Having studied dozens of veridical perception cases herself, Holden said in an email that Reynolds’s experience is “is what I consider the most evidential.” She sent Epoch Times a 116-page document outlining, with direct quotes from the NDEers, the cases she studied to inform the chapter on veridical perception she wrote in “The Handbook of Near-Death Experiences.” Holden has found that 92 percent of apparent veridical perception cases are accurate, 6 percent have some errors, and only one in 93 cases are completely inaccurate.
Here is a closer look at the Reynolds case and a case from Holden’s studies.
A Closer Look at the Reynolds Case
Dr. Robert Spetzler, director of the Barrow Neurological Institute in Phoenix, Ariz., performed the unique procedure on Reynolds to treat a brain aneurysm. Reynolds was put into hypothermic cardiac arrest; her body temperature was lowered, her heartbeat and breathing stopped, her brainwaves flattened, and the blood was drained from her head.
“In everyday terms she would be dead. But in the hands of skilled physicians she was not. Or was she?” asked Michael Sabom in his book “Light and Death: One Doctor’s Fascinating Account of Near-Death Experiences.”

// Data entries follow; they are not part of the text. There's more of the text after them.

PR #1149, opened 2022-01-29
Restrict posting messages on streams having moderators/admins only

### LINKED ISSUE #682: Restrict sending messages to announcement streams
`is_announcement_only` flag is present in `model.stream_data`. The user should be notified ( in the footer ) if they don't have permissions to post to the stream.

mounilKshah:
**What does this PR do?** 
- Added `is_unauthorised_to_post()` function to verify if a user is allowed to message in the given stream or not
- If the user is not allowed, restrict compose box from opening
- Print a warning in the footer
- Test functions (can post and can-not post) for `is_unauthorised_to_post()` function
Partly fixes #682 

**Discussion on developer channel:**
[#zulip-terminal> [Restrict sending messages to streams #T1149 #T682](https://chat.zulip.org/#narrow/stream/206-zulip-terminal/topic/Restrict.20sending.20messages.20to.20streams.20.23T1149.20.23T682)
[#api-documentation>stream_post_policy (API docs)](https://chat.zulip.org/#narrow/stream/412-api-documentation/topic/stream_post_policy.20.28API.20docs.29)

**Tested?**
- [x] Manually
- [x] Existing tests
- [x] New tests added

**Commit flow** 
Only one commit which contains all the changes made
- Creating `is_unauthorised_to_post()` in `model.py`
- Using that function in `boxes.py`, the compose box is opened only when the user is authorised to send a message to the stream
- Two new test functions added to `test_model.py`:
  -`test_is_unauthorised_to_post_in_stream_can_post()` and 
  -`test_is_unauthorised_to_post_in_stream_cannot_post()`

**Notes & Questions**
The current changes have covered the following cases:
- Reply to a message in stream (r/enter)
- Reply quoting the current message text (>)
- Reply (in the same stream) mentioning the sender of the current message (@)

Use cases is still pending:
- New message to a stream
- Draft whose stream post policies have been changed
- _Full_ member

### Before implementing the changes
before_changes

Here, upon pressing enter/r for replying to the message in the announce stream, the compose box opens even though the user does not have permission to post on that stream

### After implementing the changes
after_changes

Upon trying to reply to the message in the stream, no compose box pops up and a warning is displayed in the footer informing the user about the restrictions due to the stream post policy.

### DIFF
--- a/zulipterminal/model.py
+++ b/zulipterminal/model.py
@@ -37,7 +37,11 @@ from zulipterminal.api_types import (
 )
 from zulipterminal.config.keys import primary_key_for_command
 from zulipterminal.config.symbols import STREAM_TOPIC_SEPARATOR
-from zulipterminal.config.ui_mappings import ROLE_BY_ID, StreamAccessType
+from zulipterminal.config.ui_mappings import (
+    ROLE_BY_ID,
+    STREAM_POST_POLICY,
+    StreamAccessType,
+)
 from zulipterminal.helper import (
     Message,
     NamedEmojiData,
@@ -549,6 +553,60 @@ class Model:
         if message_was_sent:
             notify_if_message_sent_outside_narrow(composition, self.controller)
         return message_was_sent
+
+    def is_unauthorised_to_post_in_stream(self, stream_id: int) -> Optional[str]:
+        """
+        Identify whether a user is authorised to send message to the given
+        stream or not using stream_post_policy and/or is_announcement_policy
+        and accordingly update the footer
+        """
+        if stream_id in self.stream_dict:
+            stream = self.stream_dict[stream_id]
+        else:
+            return "Stream ID is invalid"
+        user_info = self._all_users_by_id.get(self.user_id, None)
+        if user_info is None:
+            # Check whether the given user id is valid or not
+            return "User does not exist"
+
+        if "role" in user_info:
+            role = user_info["role"]
+        else:
+            if user_info.get("is_owner"):
+                role = 100
+            elif user_info.get("is_admin"):
+                role = 200
+            elif user_info.get("is_guest"):
+                role = 600
+            else:
+                role = 400
+
+        if stream.get("is_announcement_only") or stream.get("stream_post_policy") == 2:
+            # For admins and owners only (not using user role)
+            if role <= 200:
+                return None
+            else:
+                return STREAM_POST_POLICY[2]
+        elif stream.get("stream_post_policy") is not None:
+            # is_announcement_only is deprecated in Zulip 3.0+ -> stream_post_policy (ZFL 1)
+            if stream.get("stream_post_policy") == 4:
+                # Check for moderators only stream
+                if role <= 300:
+                    return None
+                else:
+                    return STREAM_POST_POLICY[4]
+            elif stream.get("stream_post_policy") == 3:
+                # Check for 'members' in the stream
+                if role <= 400:
+                    return None
+                else:
+                    return STREAM_POST_POLICY[3]
+            else:
+                # Anyone can post
+                return None
+        else:
+            # Zulip version < 3.0 and is_announcement_only == False, ie, anyone can post
+            return None
 
     def update_private_message(self, msg_id: int, content: str) -> bool:
         request = {
--- a/zulipterminal/ui_tools/boxes.py
+++ b/zulipterminal/ui_tools/boxes.py
@@ -474,7 +474,11 @@ class WriteBox(urwid.Pile):
         self, text: str, state: Optional[int]
     ) -> Optional[str]:
         streams_list = self.view.pinned_streams + self.view.unpinned_streams
-        streams = [stream["name"] for stream in streams_list]
+        streams = [
+            stream["name"]
+            for stream in streams_list
+            if self.model.is_unauthorised_to_post_in_stream(stream.get("id")) is None
+        ]
 
         # match_streams takes stream names and typeaheads,
         # but we don't have typeaheads here.
--- a/zulipterminal/ui_tools/boxes.py
+++ b/zulipterminal/ui_tools/boxes.py
@@ -1763,11 +1763,18 @@ class MessageBox(urwid.Pile):
                     recipient_user_ids=self.recipient_ids,
                 )
             elif self.message["type"] == "stream":
-                self.model.controller.view.write_box.stream_box_view(
-                    caption=self.message["display_recipient"],
-                    title=self.message["subject"],
-                    stream_id=self.stream_id,
+                is_unauthorised_warning = self.model.is_unauthorised_to_post_in_stream(
+                    self.message["stream_id"]
                 )
+                if is_unauthorised_warning is not None:
+                    self.model.controller.view.set_footer_text(is_unauthorised_warning, "task:warning", 8)
+                    return key
+                else:
+                    self.model.controller.view.write_box.stream_box_view(
+                        caption=self.message["display_recipient"],
+                        title=self.message["subject"],
+                        stream_id=self.stream_id,
+                    )
         elif is_command_key("STREAM_MESSAGE", key):
             if len(self.model.narrow) != 0 and self.model.narrow[0][0] == "stream":
                 self.model.controller.view.write_box.stream_box_view(
@@ -1833,7 +1840,22 @@ class MessageBox(urwid.Pile):
                 recipient_user_ids=[self.message["sender_id"]],
             )
         elif is_command_key("MENTION_REPLY", key):
-            self.keypress(size, primary_key_for_command("REPLY_MESSAGE"))
+            is_unauthorised_warning = self.model.is_unauthorised_to_post_in_stream(
+                self.message["stream_id"]
+            )
+            if is_unauthorised_warning is not None:
+                self.model.controller.view.set_footer_text(is_unauthorised_warning, "task:warning", 8)
+                self.model.controller.view.write_box.stream_box_view(
+                    caption="",
+                    title="",
+                    stream_id="",
+                )
+            else:
+                self.model.controller.view.write_box.stream_box_view(
+                        caption=self.message["display_recipient"],
+                        title=self.message["subject"],
+                        stream_id=self.stream_id,
+                    )
             mention = f"@**{self.message['sender_full_name']}** "
             self.model.controller.view.write_box.msg_write_box.set_edit_text(mention)
             self.model.controller.view.write_box.msg_write_box.set_edit_pos(
@@ -1841,7 +1863,22 @@ class MessageBox(urwid.Pile):
             )
             self.model.controller.view.middle_column.set_focus("footer")
         elif is_command_key("QUOTE_REPLY", key):
-            self.keypress(size, primary_key_for_command("REPLY_MESSAGE"))
+            is_unauthorised_warning = self.model.is_unauthorised_to_post_in_stream(
+                self.message["stream_id"]
+            )
+            if is_unauthorised_warning is not None:
+                self.model.controller.view.set_footer_text(is_unauthorised_warning, "task:warning", 8)
+                self.model.controller.view.write_box.stream_box_view(
+                    caption="",
+                    title="",
+                    stream_id="",
+                )
+            else:
+                self.model.controller.view.write_box.stream_box_view(
+                        caption=self.message["display_recipient"],
+                        title=self.message["subject"],
+                        stream_id=self.stream_id,
+                    )
 
             # To correctly quote a message that contains quote/code-blocks,
             # we need to fence quoted message containing ``` with ````,
--- a/tests/model/test_model.py
+++ b/tests/model/test_model.py
@@ -808,6 +808,263 @@ class TestModel:
             )
 
     @pytest.mark.parametrize(
+        "user_role, stream_properties",
+        [
+            case(
+                {"is_admin": True},
+                {"is_announcement_only": True},
+                id="is_admin:announcement_only:Zulip2.1",
+            ),
+            case(
+                {"is_admin": True},
+                {"is_announcement_only": False},
+                id="is_admin:not_announcement_only:Zulip2.1",
+            ),
+            case(
+                {"is_admin": False},
+                {"is_announcement_only": False},
+                id="is_not_admin:not_announcement_only:Zulip2.1",
+            ),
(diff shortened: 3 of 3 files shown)


neiljp (commented):
@mounilKshah Thanks for working on this! :+1:

I've left some feedback inline, let me know if you have questions.

Once the code is moved and the logic is isolated, I'd highly recommend adding some tests for the new model function, as that will ensure we cover a lot (or all) of the combinations of stream settings, server levels (if necessary) and user roles.

zulipterminal/helper.py
```diff
@@ -485,6 +485,43 @@ def classify_unread_counts(model: Any) -> UnreadCounts:
...
+    """
+    if model.stream_dict[stream_identifier].get(
+        "stream_post_policy"
+    ) == 2 or model.stream_dict[stream_identifier].get("is_announcement_only"):
+        if model.get_user_info(model.user_id).get("role") <= 200:
+            return False
+        else:
+            print("Admins only")
+            model.controller.report_warning("Only Admins and owners are allowd to type")
+            return True
```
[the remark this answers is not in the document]
mounilKshah: Thank you for the feedback! I will modify the function as per your suggestions and move it to `model.py`.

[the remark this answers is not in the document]
neiljp: Extra detail in each case of why they cannot post would be useful to a user. Note that you don't need to have the error message in the check function, but you may be able to output the warning as a string with one or more elements filled in from the 'can I post' function return value(s); either approach can work.

zulipterminal/model.py
```diff
@@ -516,6 +516,45 @@ def send_stream_message(self, stream: str, topic: str, content: str) -> bool:
...
+        update the footer
+        """
+        if self.stream_dict[stream_identifier].get(
+            "stream_post_policy"
+        ) == 2 or self.stream_dict[stream_identifier].get("is_announcement_only"):
+            # checks whether the user is an admin/owner
+            if (
+                self.get_user_info(self.user_id).get("role") <= 200
+                or self.initial_data.get("is_admin", True)
+                or self.initial_data.get("is_owner", True)
```
neiljp, line 533: I'm guessing `get_user_info` could work here, but the type is wrong so mypy is complaining.

Do we need more than the `get_user_info`?

In principle we could track the role of the user who is running the app separately, but we already have the logic in `get_user_info`. That method does currently do a lot of work which we won't use here, however.

zulipterminal/model.py
```diff
@@ -516,6 +516,45 @@ def send_stream_message(self, stream: str, topic: str, content: str) -> bool:
...
+                self.get_user_info(self.user_id).get("role") <= 300
+                or self.initial_data.get("is_admin", True)
+                or self.initial_data.get("is_owner", True)
+            ):
+                return None
+            else:
+                return "Only Admins, moderators and owners are allowd to type"
+        elif self.stream_dict[stream_identifier].get("stream_post_policy") == 3:
+            # checks whether the user is an admin/owner/moderator/full member
+            if self.get_user_info(self.user_id).get("role") <= 400:
```
neiljp, line 550: This includes all users; a "full user" is subtly different and can be time-limited (eg. so new members cannot write to some streams). Check the zulip help documentation.

zulipterminal/model.py
```diff
@@ -516,6 +516,45 @@ def send_stream_message(self, stream: str, topic: str, content: str) -> bool:
             notify_if_message_sent_outside_narrow(composition, self.controller)
         return message_was_sent
 
+    def prevent_compose_box_in_stream(self, stream_identifier: Any) -> bool:
```
neiljp, line 519: If you're unsure of a type, you can check similar methods that use it. This is an `int`, and we normally use `stream_id`.

neiljp (commented):
@mounilKshah This is looking cleaner already, including after that `black` issue!

Once you've extracted some variables this will read much simpler :)

Given the function behaves a little like a boolean, we could consider naming it with an `is_` prefix or similar, and of course this doesn't need to refer to the compose box specifically now.

As per my earlier review, I'd recommend investigating tests of the model method now, or perhaps once you've pushed a version with these changes. The user roles should be already independent of server version via the function you're already calling, but a parametrised test will help show confidence in behavior.

neiljp:
@mounilKshah Just a note that generally it's fine (at least in Zulip) to force push a rebased version to a PR branch (where we also avoid merge commits). It's fine to show branch progress as you're coding as extra commits if it's something being explored, but otherwise it's better to show the current status of commits that you'd like to see merged. We can discuss on czo if you'd like to know more.

zulipterminal/model.py
mounilKshah: Yes, that is the definition which had been [suggested](https://chat.zulip.org/#narrow/stream/412-api-documentation/topic/stream_post_policy.20.28API.20docs.29/near/1319730) on the #api-documentation channel.
However, as suggested by Tim in the [#api-documentation>stream_post_policy](https://chat.zulip.org/#narrow/stream/412-api-documentation/topic/stream_post_policy.20.28API.20docs.29/near/1319836), I checked with the [help center documentation](https://zulip.com/help/roles-and-permissions) and here they have mentioned that a _full member_ is

> Some organization settings allow an organization to restrict the permissions of new members; Members who do not have those restrictions are called full members.

So it is not limited to the new members who are members for the `waiting_period_threshold`. Hence, I kept a separate conditional statement for this as well.

neiljp: Ah, OK, so you know about it but you've left the `waiting_period_threshold` part unimplemented at this point?

zulipterminal/model.py
mounilKshah: I too thought of eliminating the use of the function by extracting value of the `role` variable alone. However, going through the changelogs, I noticed that `role` was introduced in Zulip 4.0 (ZFL 59) and the moderator role was added in Zulip 4.0 (ZFL 60), so using `role` alone can cause problems with respect to backwards compatibility. We would also have to use the `is_admin` and `is_owner` attributes to make sure it runs smoothly for earlier versions as well.

One way to do it would be following your suggestion about assigning the user information to a variable. After assigning, we can verify whether the given user exists or not (as the mypy error is due to the `Optional` return type of `get_user_info`). I tried this on my local machine and mypy didn't throw any errors for it.

zulipterminal/model.py
mounilKshah: I hadn't actually thought about its implementation yet. However, I'll look into it.
On a side note, I couldn't find any references to `waiting_period_threshold` in the terminal repository nor in the (API and Developer) documentation. Can you please guide me on that?

mounilKshah:
> @mounilKshah Just a note that generally it's fine (at least in Zulip) to force push a rebased version to a PR branch (where we also avoid merge commits). It's fine to show branch progress as you're coding as extra commits if it's something being explored, but otherwise it's better to show the current status of commits that you'd like to see merged. We can discuss on czo if you'd like to know more.

I am sorry for these extra commits. I will make sure to avoid any unnecessary forced pushes.
I'll rebase them before making the next commit.

zulipterminal/model.py
```diff
@@ -516,6 +516,45 @@ def send_stream_message(self, stream: str, topic: str, content: str) -> bool:
...
+        """
+        Identify whether a user is authorised to send message to the given
+        stream or not using stream_post_policy and/or is_announcement_policy
+        and allow/restrict the compose box from opening and accordingly
+        update the footer
+        """
+        if self.stream_dict[stream_identifier].get(
+            "stream_post_policy"
+        ) == 2 or self.stream_dict[stream_identifier].get("is_announcement_only"):
```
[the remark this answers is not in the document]
neiljp: You've done this, but note that you've replaced a `.get` with an index; this may or may not be a problem, but this will be clearer once you have test cases for different server versions.

zulipterminal/model.py
neiljp: I'm a little wary of duplicating the logic in this new method. That said, let's get it working and tested against some known server responses, and we can refactor next.

zulipterminal/model.py
neiljp: I see you posted about that; you could check the server code in the meantime.

neiljp (commented):
@mounilKshah As per another comment, this looks a lot cleaner 👍 

Now seems a good time to write some tests for the function added to `model.py` for different user/stream combinations, for different server versions. That will ensure that the behavior is as we expect without manually testing every combination.

zulipterminal/model.py
mounilKshah: Considering your suggestion regarding `get_user_info` doing a lot more than what we need here, I considered this logic as an alternative to using the `get_user_info` function within the new method.

zulipterminal/model.py
```diff
@@ -516,6 +516,59 @@ def send_stream_message(self, stream: str, topic: str, content: str) -> bool:
...
+        stream_dict = self.stream_dict[stream_id]
+        user_info = self._all_users_by_id.get(self.user_id, None)
+        if not user_info:
+            # Check whether the given user id is valid or not
+            return "User does not exist"
+        if (
+            stream_dict.get("is_announcement_only")
+            or stream_dict.get("stream_post_policy") == 2
+        ):
+            # For admins and owners only (not using user role)
```
neiljp, line 534: In future servers there will likely be only `stream_post_policy`, so maybe we should check for the role here?

Could we simplify the conditionals overall, since `== 2` and `is_announcement_only` are the same?

zulipterminal/model.py
```diff
@@ -516,6 +516,59 @@ def send_stream_message(self, stream: str, topic: str, content: str) -> bool:
...
+                return "Only Admins and owners can type"
+        elif stream_dict.get("stream_post_policy") is not None:
+            # is_announcement_only is deprecated in Zulip 3.0+ -> stream_post_policy (ZFL 1)
+            if stream_dict.get("stream_post_policy") == 4:
+                # Check for moderators only stream
+                if (
+                    user_info.get("role", 400) <= 300
+                    or user_info.get("is_admin") is True
+                    or user_info.get("is_owner") is True
+                ) and (user_info.get("is_guest") is False):
```
neiljp, line 551: This may be clearer if we hoist the `.get` results into variables above the conditionals.

zulipterminal/ui_tools/boxes.py
```diff
@@ -1734,6 +1734,14 @@ def keypress(self, size: urwid_Size, key: str) -> Optional[str]:
                     recipient_user_ids=self.recipient_ids,
                 )
             elif self.message["type"] == "stream":
+                is_unauthorised_warning = self.model.is_unauthorised_to_post_in_stream(
+                    self.message["stream_id"]
+                )
+                if is_unauthorised_warning is not None:
+                    print(is_unauthorised_warning)
```
neiljp, line 1741: Maybe we should lint for print statements :)

neiljp (commented):
@mounilKshah This is looking a lot clearer :+1:

zulipterminal/model.py
```diff
@@ -516,6 +516,59 @@ def send_stream_message(self, stream: str, topic: str, content: str) -> bool:
             notify_if_message_sent_outside_narrow(composition, self.controller)
         return message_was_sent
 
+    def is_unauthorised_to_post_in_stream(self, stream_id: int) -> Optional[str]:
+        """
+        Identify whether a user is authorised to send message to the given
+        stream or not using stream_post_policy and/or is_announcement_policy
+        and accordingly update the footer
+        """
+        stream_dict = self.stream_dict[stream_id]
```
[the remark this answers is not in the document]
mounilKshah: Okay, I'll rename it to `stream`.

I will add a case within the `is_unauthorised_to_post` function to check whether the `stream_id` is valid or not and return a string in case it is invalid.

zulipterminal/model.py
mounilKshah: Actually, `role` falls under ZFL 59, whereas `is_admin`, `is_guest` and `is_owner` are under ZFL 8/10. Hence, I felt that we could do the checking without using `role`. However, I'll add `role`.

`is_announcement_only` got deprecated after [ZFL 1](https://zulip.com/api/update-stream#parameter-stream_post_policy) right? Hence, I decided to keep both so that it can function the same even after we stop support for v2.1.

zulipterminal/model.py
mounilKshah: Alright, I'll make the required changes.

zulipterminal/ui_tools/boxes.py
mounilKshah: Oh sorry. I completely forgot to remove it before pushing the commit.

zulipterminal/model.py
```diff
@@ -549,6 +549,60 @@ def send_stream_message(self, stream: str, topic: str, content: str) -> bool:
...
+            else:
+                role = 400
+
+        if stream.get("is_announcement_only") or stream.get("stream_post_policy") == 2:
+            # For admins and owners only (not using user role)
+            if role <= 200:
+                return None
+            else:
+                return STREAM_POST_POLICY[2]
+        elif stream.get("stream_post_policy") is not None:
```
mounilKshah, line 585: @neiljp 
In my opinion the condition can be changed to – `"stream_post_policy" in stream`
Apart from this, the rest of the function seems fine to me in the current condition.

mounilKshah:

neiljp (commented):
@mounilKshah Thanks for getting back to this :+1:

I'd suggest splitting the core function+test into an initial commit and then connecting the UI in one or more later commits - for now the second commit is completely removing some code you added in the first commit, which is not how we'd approach step-by-step commits in a PR branch. It also is easier to see an isolated function and the tests for it separately.

Regarding the new behavior, I tried some of this out and we can clarify in the stream, but broadly I'd suggest:
- we disallow simple replies and user mention replies (as you had before)
- we open the compose box for quoted replies (as you have now, to allow content quoting to another stream)

In any case I think we need to extend the time the warnings are shown?

I'm not sure if the filter in the comprehension you added in the second commit is for the reply processing, or a step towards further work? It limits autocomplete, but doesn't handle the case of `c` while in the stream, and also entering text manually doesn't stop compose either.

srdeotarse (changes requested):
The PR looks good with proper commits 👍. I will have a look at failing test cases more closely, but here are some suggestions.

srdeotarse (changes requested):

Reynolds recalled clearly what happened after the anesthesia was administered and the procedure began: “The next thing I recall was the sound: It was a natural D. As I listened to the sound, I felt it was pulling me out of the top of my head. The further out of my body I got, the more clear the tone became. I had the impression it was like a road, a frequency that you go on. … I remember seeing several things in the operating room when I was looking down. It was the most aware that I think that I have ever been in my life.”
An example of something she observed that was later verified was the comment she heard one of the surgeons make. She heard the surgeon say her arteries were very small and she identified which surgeon it was.
In her operative report, this surgeon wrote that she had discussed the small size of Reynolds’s artery, and the time matched up in relation to the timeline of Reynolds’s memories.
Could she have heard it through ordinary means?
“At the beginning of the procedure, molded ear speakers were placed in each ear as a test for auditory and brain-stem reflexes. These speakers occlude the ear canals and altogether eliminate the possibility of physical hearing,” wrote Sabom. Reynolds eyes were lubricated and taped shut.
Brainwave activity was continuously monitored and events such as a temporal lobe seizure—which is sometimes hypothesized as a brain-based cause of an NDE—was “extremely unlikely,” reported Dr. Spetzler.
Maria Sees a Tennis Shoe
One of the cases Holden reviewed was that of Maria, a migrant worker who was visiting friends in Seattle when she had a severe heart attack. Maria’s story was told by Bruce Greyson and Charles P. Flynn in “The Near-Death Experience: Problems, Prospects, Perspectives.”
During her NDE, Maria reported having left her body and having observed the area outside of her hospital room. She saw an object on the third floor ledge on of the building. It was a tennis shoe that had a worn place where the little toe would fit and a lace stuck under the heel. She gave other details describing the shoe. A healthcare worker checked where Maria said the shoe should be.
It was indeed there. The healthcare worker retrieved the shoe and noted that these details would only have been visible from the perspective of someone floating outside, very close to it. They were not visible from the windows.